Hi there!

I am developing a controller for my final career project. My problem is the swing-up and balance of an inverted pendulum mounted on a cart.

I am at the stage of design and simulate the different control strategies which I am going to implement in a real time target using Lab-view.

I have some questions which I´d like to share with you in order to get some kind of orientation, regarding the control strategies of the balance problem. We are going to use the State Space formulation and theory and the state selected is going to be (x,x_dot,theta,theta_dot), this is, the position and velocity of both the cart along the rail and the pendulum (angular), from the vertical.

First of all,I have to stabilize the pendulum in his vertical position using the movement of the cart, which I can control by a small voltage controlled DC motor. I have available for measuring (with relative precision) only 2 variables of the state for measuring, (x and theta).

If I choose Theta as my output, I have a SISO system and an obvious regulator problem.

My doubt here is when doing this, a mode cancellation occurs and the representation loses his observability (although is still controllable), so what is the point to develop a state feedback controller by pole placement or LQR technique if the system is not observable? I am asking that because my tutor told me to do it, but I am reluctant because I am not able to have all of the state available to measure. Despite of the fact that I think that the condition that leads to the existence of a solution if that you have controllability + observability.

Another thing I would want to ask is that in the literature I have consulted (K.Ogata books, mostly) it states that in the Inverted Pendulum the plant has no an integrator, but in my system appears a pole at the origin. (It cancels with a zero when you choose Theta as the output, but not when you choose the X of the cart).

And finally, and I am sorry for the size of this post!, choosing X as the output leads to a SISO system which is controllable and Observable so a solution can be obtained, and therefore you can implement a state feedback plus observer (full or reduced order) controller.

Here the objective is that the position of the cart must follow a reference while maintaining the pendulum vertical. My problem here is with the pre-compensation constant used to adequate the reference prior to the sum block with the feedback branch.
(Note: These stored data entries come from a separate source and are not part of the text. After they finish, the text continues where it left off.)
Issue #394, opened 2026-07-24
Clean up sample/doc test-data inconsistencies (gmail_web elements, elements.csv columns)


chinmayajha:
Deferred from the onboarding overhaul (PR to follow).

## Problems
1. **gmail_web sample** `test_data/elements.csv` contains YouTube element names (`Shorts`, `Subscriptions`, `Today button`, etc.) that don't match the Gmail flow in its `modules.csv` — stale/copied data.
2. **elements.csv column format mismatch:** `docs/quickstart.md` documents a multi-column format (`Element_Name,Element_ID_xpath,Element_ID,Element_Text`), but every sample and `optics init` use `Element_Name,Element_ID`. Need to confirm which columns the CSV reader (`common/runner/data_reader.py`) actually supports and reconcile the docs to it.

## Refs
- `optics_framework/samples/gmail_web/test_data/elements.csv`
- `docs/quickstart.md` (Step: Define Your Elements)
- `optics_framework/common/runner/data_reader.py` (element CSV parsing)

malto101:
@chinmayajha can we close this now?

chinmayajha:
> [@chinmayajha](https://github.com/chinmayajha) can we close this now?

yess

Issue #393, opened 2026-07-24
Surface Docker & devcontainer in the docs site; fix broken Docker link


chinmayajha:
Deferred from the onboarding overhaul (PR to follow).

## Problem
- The `Docker/` deployment guide (REST + MCP images) and `.devcontainer/` (a working dev environment) are **not referenced** anywhere in the mkdocs site or README, so newcomers never discover them.
- `docs/usage/mcp_usage.md` links to `../../Docker/deployment.md`, which mkdocs cannot resolve because `Docker/` lives outside the `docs/` tree (build warning: target `../Docker/deployment.md` not found).

## Suggested fix
- Add a 'Deployment (Docker)' page and a short 'Dev environment / Codespaces' note to the mkdocs nav (either move the content under `docs/` or include it), and fix the mcp_usage link.

## Refs
- `Docker/deployment.md`, `docker-compose.yml`, `.devcontainer/devcontainer.json`
- `docs/usage/mcp_usage.md` (broken link)
- `mkdocs.yml` (nav)

malto101:
what about status on this?

chinmayajha:
> what about status on this?

will work on this (and other issues) from next week

PR #404, opened 2026-07-24
docs: overhaul onboarding to match actual CLI behaviour

chinmayajha:
Part **4 of 4** of the onboarding overhaul split out of #395. Docs only — rewrites onboarding to match actual CLI behaviour (best reviewed/merged after the setup-extras and init/config chunks, since it documents that behaviour).

## What changed
- **New Installation & Prerequisites page** (`docs/prerequisites.md`): Python 3.12+, the extras table, `optics setup`, and the external tooling each platform needs (Appium server, Node, Android SDK/adb, JDK, browsers, OCR binaries). Added to the mkdocs nav between Introduction and Quick Start.
- **README:** describe the extras-based install; fix the Quick Start flow (install engines → `init --template` → `dry_run` → `execute`); correct `optics version` → `optics --version`; fix the stale developer section (MkDocs not Sphinx, ruff/pre-commit not Black, `poetry install --with dev,test`, correct directory/package tree; drop the nonexistent `dev_requirements.txt`).
- **Quick Start / index:** use config-key setup names, add the `dry_run` step, fix the project-location diagrams (created in the CWD, not under `optics_framework/samples/`).
- **CLI Usage:** rewrite the setup section for extras; correct `optics config` (interactive TUI, no `--set/--reset/--list` flags); add `playwright` to the template list.
- **Configuration:** correct the load model — `optics execute`/`dry_run` read the project `config.yaml` and do not merge the global `~/.optics` config; document which surface each command touches.
- **User Workflow:** reconcile the project layout with the subdir scaffold, rename `test_modules.csv` → `modules.csv`, de-duplicate the `dry_run` example.

## Verification
`mkdocs build` succeeds; full suite green on top of current `main`: **565 passed, 1 skipped, 2 xfailed**.

Relates to #392 (config model), #393 (Docker/devcontainer docs + broken mcp link), #394 (sample/doc test-data inconsistencies).

### DIFF
--- a/README.md
+++ b/README.md
@@ -31,47 +31,45 @@ This framework was designed primarily for the following use cases:
 
 ## 📦 Installation
 
-### Install via `pip`
+Optics needs **Python 3.12+**. Install the core CLI with `pip`:
 
 ```bash
 pip install optics-framework
 ```
+
+The core install is deliberately light — the drivers, OCR engines and LLM backends are **optional extras** you add per project. Install only what you need:
+
+```bash
+pip install "optics-framework[appium]"       # native Android/iOS via Appium
+pip install "optics-framework[playwright]"   # browser automation via Playwright
+pip install "optics-framework[easyocr]"      # on-screen text detection (OCR)
+```
+
+Available extras: `appium`, `selenium`, `playwright`, `ble`, `easyocr`, `pytesseract`, `google-vision`, `llm`, `mcp`, plus bundles `mobile`, `web`, `vision`, and `all`. You can also install them interactively with `optics setup` (see below).
+
+> A driver extra installs only the **Python client**. For mobile testing you also need the **Appium server**, a device/emulator, and platform tooling (Node.js, Android SDK/adb, JDK). See the [Installation & Prerequisites guide](https://mozarkai.github.io/optics-framework/prerequisites/).
+
+> **⚠️ Conda note:** `easyocr` and `optics-framework` conflict under Conda (numpy 1.x vs 2.x). Use a standard `venv` instead.
 
 ---
 
 ## 🚀 Quick Start
 
-### 1 Install Optics Framework
-
-**Note**: Ensure Appium server is running and a virtual Android device is enabled before proceeding.
-
 ```bash
-mkdir ~/test-code
-cd ~/test-code
-python3 -m venv venv
-source venv/bin/activate
+# 1. Create an isolated environment and install Optics
+python3 -m venv venv && source venv/bin/activate
 pip install optics-framework
-```
 
-> **⚠️ Important:** Conda environments are not supported for `easyocr` and `optics-framework` together, due to conflicting requirements for `numpy` (version 1.x vs 2.x). Please use a standard Python virtual environment instead.
+# 2. Install the engines you need (equivalent to the [appium]/[easyocr] extras)
+optics setup --install appium easyocr
 
-### 2 Create a New Test Project
+# 3. Scaffold a project from a ready-made sample
+optics init --name my_test_project --template contact
 
-```bash
-optics setup --install Appium EasyOCR
-optics init --name my_test_project --path . --template contact
-```
-
-### 📌 Dry Run Test Cases
-
-```bash
-optics dry_run my_test_project
-```
-
-### 📌 Execute Test Cases
-
-```bash
-optics execute my_test_project
+# 4. Point config.yaml at your device/app (see the sample's config.yaml),
+#    make sure the Appium server + emulator are running, then:
+optics dry_run my_test_project      # validate the suite without a device
+optics execute my_test_project      # run it for real
 ```
 
 ---
@@ -87,7 +85,7 @@ optics execute <project_name>
 ### Initialize a New Project
 
 ```bash
-optics init --name <project_name> --path <directory> --template <contact/youtube> --force
+optics init --name <project_name> --path <directory> --template <contact|youtube|...> --force
 ```
 
 ### List Available Keywords
@@ -105,37 +103,12 @@ optics --help
 ### Check Version
 
 ```bash
-optics version
+optics --version
 ```
 
 ---
 
 ## 🏗️ Developer Guide
-
-### Project Structure
-
-```bash
-Optics_Framework/
-├── LICENSE
-├── README.md
-├── dev_requirements.txt
-├── samples/            # Sample test cases and configurations
-|   ├── contact/
-|   ├── youtube/
-├── pyproject.toml
-├── tox.ini
-├── docs/               # Documentation using Sphinx
-├── optics_framework/   # Main package
-│   ├── api/            # Core API modules
-│   ├── common/         # Factories, interfaces, and utilities
-│   ├── engines/        # Engine implementations (drivers, vision models, screenshot tools)
-│   ├── helper/         # Configuration management
-├── tests/              # Unit tests and test assets
-│   ├── assets/         # Sample images for testing
-│   ├── units/          # Unit tests organized by module
-│   ├── functional/     # Functional tests organized by module
-
-```
 
 ### Available Keywords
 
@@ -326,15 +299,18 @@ The following keywords are available and organized by category. These keywords c
 
 ```bash
 git clone git@github.com:mozarkai/optics-framework.git
-cd Optics_Framework
+cd optics-framework
 pipx install poetry
-poetry install --with dev
+poetry install --with dev,test
+poetry run pre-commit install
 ```
+
+To work on an engine backend, add its extra, e.g. `poetry install -E appium -E easyocr`.
 
 ### Running Tests
 
 ```bash
-poetry install --with tests
+poetry install --with test
 poetry run pytest
 ```
 
@@ -362,7 +338,7 @@ We welcome contributions! Please follow these steps:
 3. Commit your changes.
 4. Open a pull request.
 
-Ensure your code follows **PEP8** standards and is formatted with **Black**.
+Ensure your code follows **PEP8** and passes the pre-commit hooks (ruff lint + format, bandit, commitizen). Run `poetry run pre-commit run --all-files` before pushing.
 
 ---
 
--- a/docs/configuration.md
+++ b/docs/configuration.md
@@ -4,14 +4,13 @@ This document provides comprehensive documentation for all configuration options
 
 ## Overview
 
-The Optics Framework uses a hierarchical configuration system that merges configurations in the following order (with later configurations taking priority):
+There are two configuration files:
 
-1. **Default Configuration** - Built-in defaults
-2. **Global Configuration** - `~/.optics/global_config.yaml` (user-wide settings)
-3. **Project Configuration** - `config.yaml` in your project directory (project-specific settings)
+1. **Project Configuration** — `config.yaml` in your project directory. This is the config `optics execute <folder>` / `optics dry_run <folder>` actually read. Built-in defaults fill in any field you omit.
+2. **Global Configuration** — `~/.optics/global_config.yaml`, edited by the interactive `optics config` command.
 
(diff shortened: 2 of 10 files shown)


docs/prerequisites.md
```diff
@@ -0,0 +1,135 @@
+# Installation & Prerequisites
```
malto101, line 1: I dont understand the meaning behind this page?
isnt this a amalgamation of QuickStart and configuration files

docs/usage/CLI_usage.md
```diff
@@ -140,17 +148,19 @@ optics --help
...
+`q` to quit). It takes no flags.
 
-- `--set <key> <value>`: Set a configuration key-value pair.
-- `--reset`: Reset all configurations to default.
-- `--list`: Display current configuration values.
+!!! warning "Global vs per-project config"
+    `optics config` edits the **global** file. `optics execute <folder>` reads
+    that folder's **own** `config.yaml`, which does **not** merge the global
+    file. For a specific project, edit its `config.yaml` directly — that is the
+    config the runner uses.
```
malto101: lets wait for the optics config fix to merge and then remove this warning

docs/configuration.md
```diff
@@ -4,14 +4,20 @@ This document provides comprehensive documentation for all configuration options
 
 ## Overview
 
-The Optics Framework uses a hierarchical configuration system that merges configurations in the following order (with later configurations taking priority):
+There are two configuration files:
```
malto101, line 7: ideally what was originally written should be maintained 
if it isnt right, that's mean it should be fixed

docs/configuration.md
```diff
@@ -117,7 +123,10 @@ All configurations are defined in YAML format. The main configuration file (`con
 
     **Type:** `Optional[str]` | **Default:** `null`
 
-    Root directory for test project files. This path should contain your CSV files (`test_cases.csv`, `test_modules.csv`, `elements.csv`) and `input_templates/` directory.
+    Root directory for test project files. This folder holds your test cases,
+    modules, and elements (either the sample subdir layout — `test_cases/`,
+    `modules/`, `test_data/` — or flat CSVs; the runner discovers them by
+    content) plus any `input_templates/` images.
```
malto101: why 4 new line?

docs/configuration.md
```diff
@@ -823,46 +832,20 @@ driver_sources:
...
-        deviceName: "emulator-5554"
-```
-
-**Result:** The merged configuration will have `log_level: DEBUG` and the Appium capabilities will include both `platformName: "Android"` and `deviceName: "emulator-5554"`.
+!!! note "Where the global config is used"
+    The default → global → project deep-merge is performed by `ConfigHandler.load()`,
+    which the interactive `optics config` command uses to edit the **global**
+    file. The batch runner does not call it, so editing the global config has no
+    effect on `optics execute`. To change a specific run, edit that project's
+    `config.yaml`.
```
malto101: same here, if this is the case, it means its broken, also usage of technical apis like this is not forbidden per say but highly discouraged as our audience is for people who haven't touch code

docs/quickstart.md
```diff
@@ -2,21 +2,15 @@
...
-
-### Install Optics Framework
-
-```bash
-pip install optics-framework
-```
+!!! warning "Prerequisites"
+    This guide assumes you have already installed Optics and the platform tooling
+    for your target (for Android: the Appium server, an emulator/device, adb).
+    If not, do the [Installation & Prerequisites](prerequisites.md) guide first.
```
malto101: a QuickStart guide is always a entry, people first enter through QuickStart, the idea is for the user to test out the product with bare min understanding and involvement

docs/quickstart.md
```diff
@@ -244,6 +248,9 @@ Test cases define **what** to test, modules define **how** to do it. This separa
 - Appium server running: `appium`
 - Android virtual device or physical device connected and verified: `adb devices`
 
+See [Installation & Prerequisites](prerequisites.md) for how to install the
+Appium server, Android SDK/adb, and a JDK.
```
malto101: I would suggest instead of having us maintain the guide for installing 3rd party SBOM, we just share the link of installation of their docs, because everyone has their way of installation

docs/user_workflow.md
```diff
@@ -4,21 +4,23 @@ This guide walks you through the workflow for using the Optics Framework to crea
...
-- **--path**: Defines where the project folder will be created.
-- **--template**: (Optional) Uses a predefined sample template to populate initial files.
+- **--name**: Specifies the project name (required).
+- **--path**: Directory where the project folder is created (default: current directory).
+- **--template**: (Optional) Copy a complete sample project (`contact`, `clock`, `calendar`, `youtube`, `gmail_web`, `playwright`).
 
-This command generates a project directory with a default structure, including a `config.yaml` and placeholder CSV files.
+With `--template`, the project is a ready-to-run copy of that sample. Without it,
+`optics init` scaffolds the subdirectory layout (`test_cases/`, `modules/`,
+`test_data/`) plus a commented starter `config.yaml` for you to fill in.
```
malto101: current templates only use csv, we don't have yaml style templates, would be a nice addition 

plus I remember the parser for yaml in data_reader was bad, need to revisit that

docs/user_workflow.md
```diff
@@ -160,25 +162,33 @@ exclude:
...
 ```
 
-- **input_templates/**: Store any input images (e.g., `home.png`) referenced in `elements.csv`.
+- **test_data/input_templates/**: Store any input images (e.g., `home.png`) referenced in `elements.csv`.
 - **execution_output/**: Contains logs and other output generated during test runs.
 
+!!! note "File discovery is content-based"
+    The runner identifies each file by its contents, not its name or location, so
+    a flat layout (all CSVs in the project root) also works. The subdirectory
+    layout above is what the samples and `optics init` use.
```
malto101: content is good, but unnecessary new line here

docs/user_workflow.md
```diff
@@ -207,13 +217,9 @@ To check for syntactical errors in your CSV files and configuration, run a dry r
...
-For a specific test case:
-
-```bash
-optics dry_run ./contact
-```
-
-This command simulates the test execution without interacting with the device, helping you catch issues early.
+`dry_run` takes a project folder (not a single test case). It simulates
+execution without interacting with the device — validating that every keyword
+exists and every `${element}` resolves — helping you catch issues early.
```
malto101: once again with the new line, also would suggest to keep the cmd back, content is good

README.md
```diff
@@ -31,49 +31,60 @@ This framework was designed primarily for the following use cases:
...
+#    make sure the Appium server + emulator are running, then:
+optics dry_run my_test_project      # validate the suite without a device
+optics execute my_test_project      # run it for real
 ```
 
+`optics init` without `--template` scaffolds an empty project
+(`test_cases/`, `modules/`, `test_data/`, and a commented `config.yaml`) for you
+to fill in. Templates: `contact`, `clock`, `calendar`, `youtube`, `gmail_web`,
+`playwright`.
+
```
malto101: I dont think this is needed information for people just trying it out for the first time

README.md
```diff
@@ -115,26 +126,22 @@ optics version
...
+├── docs/                   # Documentation (MkDocs Material)
+├── optics_framework/       # Main package
+│   ├── api/                # Keyword classes (ActionKeyword, Verifier, ...)
+│   ├── common/             # Factories, interfaces, execution engine, utilities
+│   ├── engines/            # Drivers, element sources, vision models, LLMs
+│   ├── helper/             # CLI, project/init/setup/config helpers
+│   └── samples/            # Sample projects used by `optics init --template`
+└── tests/                  # Unit + feature tests
+    ├── units/
+    └── feature/
```
malto101: I so think we should just remove from README,
I mean we literally see the dir in GitHub when first open the repo

README.md
```diff
@@ -326,15 +333,17 @@ The following keywords are available and organized by category. These keywords c
...
 ```
 
+To work on an engine backend, add its extra, e.g. `poetry install -E appium -E easyocr`.
+
 ### Running Tests
 
 ```bash
-poetry install --with tests
 poetry run pytest
 ```
```
malto101, line 315: as its a part of separate heading from above,
I would suggest to treat it separate

that's why could you bring back the install dep for tests

README.md
```diff
@@ -362,7 +371,8 @@ We welcome contributions! Please follow these steps:
 3. Commit your changes.
 4. Open a pull request.
 
-Ensure your code follows **PEP8** standards and is formatted with **Black**.
+Ensure your code passes the pre-commit hooks (ruff lint + format, bandit,
+commitizen). Run `poetry run pre-commit run --all-files` before pushing.
```
malto101: this is good, but ideally would like everything under PEP8 standard,
neat and easy to look at.
plus everyone can set it on style

malto101 (changes requested):
the one line were weird

docs/prerequisites.md
chinmayajha: Fair point. I trimmed this so it no longer repeats QuickStart or the config page. What is left is the extras table, which does not live anywhere else, plus links to each tool's own install docs. QuickStart no longer depends on this page.

docs/usage/CLI_usage.md
chinmayajha: Agreed. #403 adds this same note inside the optics config TUI, so the warning here is a duplicate. I removed it since #403 is landing soon.

docs/configuration.md
chinmayajha: The old text described a merge order that only the optics config command actually does. The runner reads the project config directly, so that wording was wrong for execute and dry_run. I kept the fix but wrote it in plainer language. The behaviour itself is worth a code fix, so I opened #409 to track it.

docs/configuration.md
chinmayajha: That was leftover line wrapping. I put it back on one line to match the rest of the docs.

docs/configuration.md
chinmayajha: I removed the ConfigHandler.load() and Config references and wrote it in plain terms instead. I agree the behaviour looks broken, so I opened #409 to track the code fix separately from the docs.

docs/quickstart.md
chinmayajha: Agreed. I removed the prerequisites gate, so QuickStart and the landing page are the entry point again with install shown inline.

docs/quickstart.md
chinmayajha: Done. I replaced our own steps with links to the Appium and Android platform tools docs. The prerequisites page also links out for every external tool now.

docs/user_workflow.md
chinmayajha: Good point. The docs do not claim YAML templates, so there is nothing to change here. I will treat YAML templates and the data_reader YAML parser as a separate follow up rather than mixing them into a docs PR.

docs/user_workflow.md
chinmayajha: Fixed the line wrapping here.

docs/user_workflow.md
chinmayajha: Fixed the wrapping, and I kept the dry_run command block above the text.

README.md
chinmayajha: Agreed. I removed that paragraph. The template list is still in the Usage and CLI sections where people actually need it.

README.md
chinmayajha: Done. I removed the project structure tree.

README.md
chinmayajha: I put poetry install --with test back under Running Tests so the section works on its own.

README.md
chinmayajha: I kept the PEP8 line and added the pre-commit note next to it.

malto101 (approved):
LGTM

It seems that it tends to infinity so no useful control action is obtained.

If the formula is Kr=-1/(C*(A-B*K)^-1*B), that matrix in the denominator tends to a non singular matrix so the inverse dose not exists.
I am trying to do a fine tuning of the poles in closed loop in order to avoid this problem but I am not be able to obtain a valid solution.
I am also trying to do that by choosing a properly stated optimum root loci that leads to a LQR design.

So any help would be very appreciated. Best regards!

 

I'm going to start by saying I've not done an inverted pendulum before but I understand some of the concepts.

You need to monitor your theta primarily and your theta velocity. If, in your system you know you're not going to go past the end of your tracks, you can ignore X and dX.

You're going to have two different "modes" as I see it - "Swing up" and "Balance vertical". Each mode will require a different control approach.

What I might suggest is that you work on the "balance vertical" problem first as it's the easier of the two. Assume your system starts off vertical then gravity takes over. Design your PID control for that set of parameters. Ideally your theta is going to be zero and any change in angle should be met with an appropriate position change on the track to maintain zero angle within a specified tolerance.

One thing that will help for sure is a noise filter.

I hope this helps, and I'm sorry if I didn't answer your question directly.

 

Thank Paul!

I have to note that I have already the work in an intermediate "tuning the controller phase". I am accomplishing the task separating the two control phases "swing-up" and "balance".

I am attacking the "swing-up" phase by a energy control approach following the work of Astrom-Furuta.

For the balance, I have to develop a state space approach, I have to design by pole placement, an LQR and compare results. This two strategies are going to be implemented in real time in order to be presented in front of a tribunal. The physical plant has two quadrature encoders attached to the pendulum and the DC motor shaft, so only the pendulum´s angle and the cart position are available for proper measure, if I need the velocities for feedback either I have to differentiate the positions (with noise problems attached) or implement an observer.(Both full order and reduced order are going to be implemented in order to comparison)

My specific question is regarding that if my plant has a pole at the origin, it means that the plan has an integrator, so if I am choosing the X as output variable (because therefore the system is controllable + observable) the proper way to control using state feedback is using an properly chosen constant to adequate the reference (K1 as I stated before).

So then, why in the K. Ogata book it says that the inverted pendulum has not an integrator and therefore it adds one to the feed-forward path? Maybe it is because I am including the DC motor dynamic into the state space representation (using the armature voltage Vm as the input instead the force applied directly to the cart)and how I could overcome the problem of choosing K1 properly?
Should I add another integrator into the feed-forward path?

Hope someone could trow some light for those questions!

Best regards.

 

Any further help or tips about how to tune an LQR is still needed and will be very appreciated!!